PR #389, opened 2017-08-17
allow to call count method without parameter for category type vector

rainchen:


lib/daru/category.rb
```diff
@@ -131,11 +131,17 @@ def add_category(*new_categories)
...
+    def count category = nil
+      if category.nil? # count all
+        @cat_hash.values.map(&:size).sum
+      else
+        raise ArgumentError, "Invalid category #{category}" unless
+          categories.include?(category)
 
-      @cat_hash[category].size
+        @cat_hash[category].size
+      end
```
zverok: Three notes:

1. Let's rely on early return idiom:
```ruby
return ... if category.nil?
rais ... unless
@cat_hash[category].size
```
2. Let's not rely on `sum` method, it is not in stdlib before 2.4. It accidentally works (because of active_support required in specs, and ruby-ole required in lib), but it is pure accident.
3. Maybe some dedicated "undefined" default value would be more reliable? Can't we have categorical vector with `nil`s?

rainchen:
@zverok updated. 

About the nil value issue, I'm not quite sure how to deal with. 
I wish to keep using the same style with `count` method after the vector converted to category type, e.g.: 

```
vc.count  # => 5
vc2 = vc.to_category
vc2.count  # => 5, excepted
```

how about using a special `:nil` key for counting nil values? .e.g: `vc.count(:nil)`

zverok:
> About the nil value issue, I'm not quite sure how to deal with.

There is "undefined object" pattern for such cases:
```ruby
UNDEFINED = Object.new.freeze # anonymous object, equal only to itself
def count category=UNDEFINED
  return .... if category == UNDEFINED
```

With this idiom, we know for sure that `UNDEFINED` would not be one of the categories in the vector, so, everything works always as expected, even for `nil` category.

rainchen:
@zverok good idea

rainchen:
@zverok All checks have passed, plz review

Issue #393, opened 2017-08-24
Matrix.column_count returns nil after require 'daru'


tramuntanal:
The bug appears in two forms.
1. If the Matrix was created before requiring 'daru' `colum_size` doesn't work:
```
irb(main):002:0> require 'matrix'
=> true
irb(main):003:0> m= Matrix.zero(2)
=> Matrix[[0, 0], [0, 0]]
irb(main):004:0> m.column_count
=> 2
irb(main):005:0> m.column_size
=> 2
irb(main):006:0> require 'daru'
=> true
irb(main):007:0> m.column_count
=> 2
irb(main):008:0> m.column_size
=> nil
```

2. If the Matrix is created after requiring 'daru' `colum_count` doesn't work:
```
irb(main):001:0> require 'matrix'
=> true
irb(main):002:0> m= Matrix.zero(2)
=> Matrix[[0, 0], [0, 0]]
irb(main):003:0> m.column_count
=> 2
irb(main):004:0> m.column_size
=> 2
irb(main):005:0> require 'daru'
=> true
irb(main):006:0> m= Matrix.zero(2)
=> Matrix[[0, 0], [0, 0]]
irb(main):007:0> m.column_count
=> nil
irb(main):008:0> m.column_size
=> 2
```

I can't find any reference to `#column_count` or `#column_size` in the Daru code.

zverok:
Aknowledged. It is nasty bag, caused by [backports](https://github.com/marcandre/backports) gem requireing. Unfortunately, it is not that easy to fix: backports required not only in daru itself, but also in `packable` gem, required by `nmatrix`. I've did a [PR](https://github.com/marcandre/packable/pull/9) to packable, but I am not sure when it could be merged :( Only after that we can proceed with fixing the bug.

v0dro:
Issue has been solved by removing backports dependency.

zverok:
Ugh. We can't mark this issue as a resolved. I should've mark corresponding PR as WIP, sorry :(
The problem describe in this comment: 

> It is nasty bag, caused by backports gem requireing. Unfortunately, it is not that easy to fix: backports required not only in daru itself, but also in packable gem, required by nmatrix. I've did a PR to packable, but I am not sure when it could be merged :( Only after that we can proceed with fixing the bug.

I provided a PR to original `packable` repo, and it was merged, but only after that I've noticed that SciRuby have taken over packable.

So, the course of actions are:
[...]

PR #394, opened 2017-08-25
Remove "backports"

zverok:
Looks like `backports` is not necessary now (was for Ruby 1.9 compatibility) AND causes some really weird bugs like https://github.com/SciRuby/daru/issues/393


v0dro:
Oh wait. Can you submit another PR that removes backports from the gemspec too?

PR #396, opened 2017-08-26
add which_dsl extension: use `which{ }` method as query DSL for accessing `where()`

rainchen:
add a simple query DSL for accessing where(), inspired by gem "squeel"
e.g.:

```
df.which{ `FamilySize` == `FamilySize`.max }`
```

equals

```
df.where( df['FamilySize'].eq( df['FamilySize'].max ) )
```

e.g.:

```
df.which{ (`NameTitle` == 'Dr') & (`Sex` == 'female') }
```

equals

```
df.where( df['NameTitle'].eq('Dr') & df['Sex'].eq('female') )
```

btw, repeating `df` variable is NOT DRY at all to me.

### DIFF
--- a/lib/daru/extensions/which_dsl.rb
+++ b/lib/daru/extensions/which_dsl.rb
@@ -1,0 +1,55 @@
+# Support for a simple query DSL for accessing where(), inspired by gem "squeel"
+
+module Daru
+  class DataFrame
+    # a simple query DSL for accessing where(), inspired by gem "squeel"
+    # e.g.:
+    # df.which{ `FamilySize` == `FamilySize`.max }
+    # equals
+    # df.where( df['FamilySize'].eq( df['FamilySize'].max ) )
+    #
+    # e.g.:
+    # df.which{ (`NameTitle` == 'Dr') & (`Sex` == 'female') }
+    # equals
+    # df.where( df['NameTitle'].eq('Dr') & df['Sex'].eq('female') )
+    def which(&block)
+      WhichQuery.new(self, &block).exec
+    end
+  end
+
+  class WhichQuery
+    def initialize(df, &condition)
+      @df = df
+      @condition = condition
+    end
+
+    # executes a block of DSL code
+    def exec
+      query = instance_eval(&@condition)
+      @df.where(query)
+    end
+
+    def `(vector_name)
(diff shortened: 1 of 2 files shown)


zverok:
Pretty smart! TBH, I am not totally sure about backtick trick... Maybe method_missing/const_missing would be more predictable?.. (Sequel does this for its block DSL) It has its own drawbacks also, of course.

> btw, repeating df variable is NOT DRY at all to me.

Yep, it is ugly as hell. It is an ancestry of copying Python's libraries, which I personally hate.

rainchen:
some column names(from csv) may containing space or special characters like `'` or '-' etc， for these cases backtick is better then method_missing, and it's really recognizable compared to a normal method.

zverok:
@rainchen Yep, makes sense for me.

I'm willing to happily accept this, but it needs some tweaks for docs and specs:
* for docs: we should be sure to hide `WhichQuery` from YARD (and probably add a bit more explanations to `which`... But not sure it is necessary)
* for specs: we are (slowly) trying to move to moder RSpec, as per betterspecs.org (with subjects, lets, contexts and stuff), for new features/modules they should be written this way.

Are you willing to make those changes? If not, I'll merge your PR, as it is a valuable contribution, and then update the style of specs/docs myself.

rainchen:
@zverok

I implemented this feature as an "extension", requiring to use `require 'daru/extensions/which_dsl'` to enable this feature (took example from rserve extension)

I'm glad you can work on the docs and code origination parts. 

Here are some actually use cases that I'm using this `which` method:

```
# getting oldest passengers
passengers.which { `Age` == `Age`.max }
```

```
# getting youngest passengers
passengers.which { `Age` == `Age`.min }
```

```
# getting female Dr
passengers.which { (`NameTitle` == 'Dr') & (`Sex` == 'female') }
```

```
# getting passengers had the same name
same_name = passengers.which { `Name`.frequencies > 1 } ["Name"].to_a
# => ["Connolly, Miss. Kate", "Kelly, Mr. James"]
passengers.which { `Name` =~ same_name }
```

hope these helpful for you or others be interested.

zverok:
Thank you! :hugs:

rainchen:
Thank you all!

━━━━━━━━

▶ [Work order]:
Print the full listing again, word for word.

▶ [Solution to this exercise]:
PR #389, opened 2017-08-17
allow to call count method without parameter for category type vector

rainchen:


lib/daru/category.rb
```diff
@@ -131,11 +131,17 @@ def add_category(*new_categories)
...
+    def count category = nil
+      if category.nil? # count all
+        @cat_hash.values.map(&:size).sum
+      else
+        raise ArgumentError, "Invalid category #{category}" unless
+          categories.include?(category)
 
-      @cat_hash[category].size
+        @cat_hash[category].size
+      end
```
zverok: Three notes:

1. Let's rely on early return idiom:
```ruby
return ... if category.nil?
rais ... unless
@cat_hash[category].size
```
2. Let's not rely on `sum` method, it is not in stdlib before 2.4. It accidentally works (because of active_support required in specs, and ruby-ole required in lib), but it is pure accident.
3. Maybe some dedicated "undefined" default value would be more reliable? Can't we have categorical vector with `nil`s?

rainchen:
@zverok updated. 

About the nil value issue, I'm not quite sure how to deal with. 
I wish to keep using the same style with `count` method after the vector converted to category type, e.g.: 

```
vc.count  # => 5
vc2 = vc.to_category
vc2.count  # => 5, excepted
```

how about using a special `:nil` key for counting nil values? .e.g: `vc.count(:nil)`

zverok:
> About the nil value issue, I'm not quite sure how to deal with.

There is "undefined object" pattern for such cases:
```ruby
UNDEFINED = Object.new.freeze # anonymous object, equal only to itself
def count category=UNDEFINED
  return .... if category == UNDEFINED
```

With this idiom, we know for sure that `UNDEFINED` would not be one of the categories in the vector, so, everything works always as expected, even for `nil` category.

rainchen:
@zverok good idea

rainchen:
@zverok All checks have passed, plz review

Issue #393, opened 2017-08-24
Matrix.column_count returns nil after require 'daru'


tramuntanal:
The bug appears in two forms.
1. If the Matrix was created before requiring 'daru' `colum_size` doesn't work:
```
irb(main):002:0> require 'matrix'
=> true
irb(main):003:0> m= Matrix.zero(2)
=> Matrix[[0, 0], [0, 0]]
irb(main):004:0> m.column_count
=> 2
irb(main):005:0> m.column_size
=> 2
irb(main):006:0> require 'daru'
=> true
irb(main):007:0> m.column_count
=> 2
irb(main):008:0> m.column_size
=> nil
```

2. If the Matrix is created after requiring 'daru' `colum_count` doesn't work:
```
irb(main):001:0> require 'matrix'
=> true
irb(main):002:0> m= Matrix.zero(2)
=> Matrix[[0, 0], [0, 0]]
irb(main):003:0> m.column_count
=> 2
irb(main):004:0> m.column_size
=> 2
irb(main):005:0> require 'daru'
=> true
irb(main):006:0> m= Matrix.zero(2)
=> Matrix[[0, 0], [0, 0]]
irb(main):007:0> m.column_count
=> nil
irb(main):008:0> m.column_size
=> 2
```

I can't find any reference to `#column_count` or `#column_size` in the Daru code.

zverok:
Aknowledged. It is nasty bag, caused by [backports](https://github.com/marcandre/backports) gem requireing. Unfortunately, it is not that easy to fix: backports required not only in daru itself, but also in `packable` gem, required by `nmatrix`. I've did a [PR](https://github.com/marcandre/packable/pull/9) to packable, but I am not sure when it could be merged :( Only after that we can proceed with fixing the bug.

v0dro:
Issue has been solved by removing backports dependency.

zverok:
Ugh. We can't mark this issue as a resolved. I should've mark corresponding PR as WIP, sorry :(
The problem describe in this comment: 

> It is nasty bag, caused by backports gem requireing. Unfortunately, it is not that easy to fix: backports required not only in daru itself, but also in packable gem, required by nmatrix. I've did a PR to packable, but I am not sure when it could be merged :( Only after that we can proceed with fixing the bug.

I provided a PR to original `packable` repo, and it was merged, but only after that I've noticed that SciRuby have taken over packable.

So, the course of actions are:
[...]

PR #394, opened 2017-08-25
Remove "backports"

zverok:
Looks like `backports` is not necessary now (was for Ruby 1.9 compatibility) AND causes some really weird bugs like https://github.com/SciRuby/daru/issues/393


v0dro:
Oh wait. Can you submit another PR that removes backports from the gemspec too?

PR #396, opened 2017-08-26
add which_dsl extension: use `which{ }` method as query DSL for accessing `where()`

rainchen:
add a simple query DSL for accessing where(), inspired by gem "squeel"
e.g.:

```
df.which{ `FamilySize` == `FamilySize`.max }`
```

equals

```
df.where( df['FamilySize'].eq( df['FamilySize'].max ) )
```

e.g.:

```
df.which{ (`NameTitle` == 'Dr') & (`Sex` == 'female') }
```

equals

```
df.where( df['NameTitle'].eq('Dr') & df['Sex'].eq('female') )
```

btw, repeating `df` variable is NOT DRY at all to me.

### DIFF
--- a/lib/daru/extensions/which_dsl.rb
+++ b/lib/daru/extensions/which_dsl.rb
@@ -1,0 +1,55 @@
+# Support for a simple query DSL for accessing where(), inspired by gem "squeel"
+
+module Daru
+  class DataFrame
+    # a simple query DSL for accessing where(), inspired by gem "squeel"
+    # e.g.:
+    # df.which{ `FamilySize` == `FamilySize`.max }
+    # equals
+    # df.where( df['FamilySize'].eq( df['FamilySize'].max ) )
+    #
+    # e.g.:
+    # df.which{ (`NameTitle` == 'Dr') & (`Sex` == 'female') }
+    # equals
+    # df.where( df['NameTitle'].eq('Dr') & df['Sex'].eq('female') )
+    def which(&block)
+      WhichQuery.new(self, &block).exec
+    end
+  end
+
+  class WhichQuery
+    def initialize(df, &condition)
+      @df = df
+      @condition = condition
+    end
+
+    # executes a block of DSL code
+    def exec
+      query = instance_eval(&@condition)
+      @df.where(query)
+    end
+
+    def `(vector_name)
(diff shortened: 1 of 2 files shown)


zverok:
Pretty smart! TBH, I am not totally sure about backtick trick... Maybe method_missing/const_missing would be more predictable?.. (Sequel does this for its block DSL) It has its own drawbacks also, of course.

> btw, repeating df variable is NOT DRY at all to me.

Yep, it is ugly as hell. It is an ancestry of copying Python's libraries, which I personally hate.

rainchen:
some column names(from csv) may containing space or special characters like `'` or '-' etc， for these cases backtick is better then method_missing, and it's really recognizable compared to a normal method.

zverok:
@rainchen Yep, makes sense for me.

I'm willing to happily accept this, but it needs some tweaks for docs and specs:
* for docs: we should be sure to hide `WhichQuery` from YARD (and probably add a bit more explanations to `which`... But not sure it is necessary)
* for specs: we are (slowly) trying to move to moder RSpec, as per betterspecs.org (with subjects, lets, contexts and stuff), for new features/modules they should be written this way.

Are you willing to make those changes? If not, I'll merge your PR, as it is a valuable contribution, and then update the style of specs/docs myself.

rainchen:
@zverok

I implemented this feature as an "extension", requiring to use `require 'daru/extensions/which_dsl'` to enable this feature (took example from rserve extension)

I'm glad you can work on the docs and code origination parts. 

Here are some actually use cases that I'm using this `which` method:

```
# getting oldest passengers
passengers.which { `Age` == `Age`.max }
```

```
# getting youngest passengers
passengers.which { `Age` == `Age`.min }
```

```
# getting female Dr
passengers.which { (`NameTitle` == 'Dr') & (`Sex` == 'female') }
```

```
# getting passengers had the same name
same_name = passengers.which { `Name`.frequencies > 1 } ["Name"].to_a
# => ["Connolly, Miss. Kate", "Kelly, Mr. James"]
passengers.which { `Name` =~ same_name }
```

hope these helpful for you or others be interested.

zverok:
Thank you! :hugs:

rainchen:
Thank you all!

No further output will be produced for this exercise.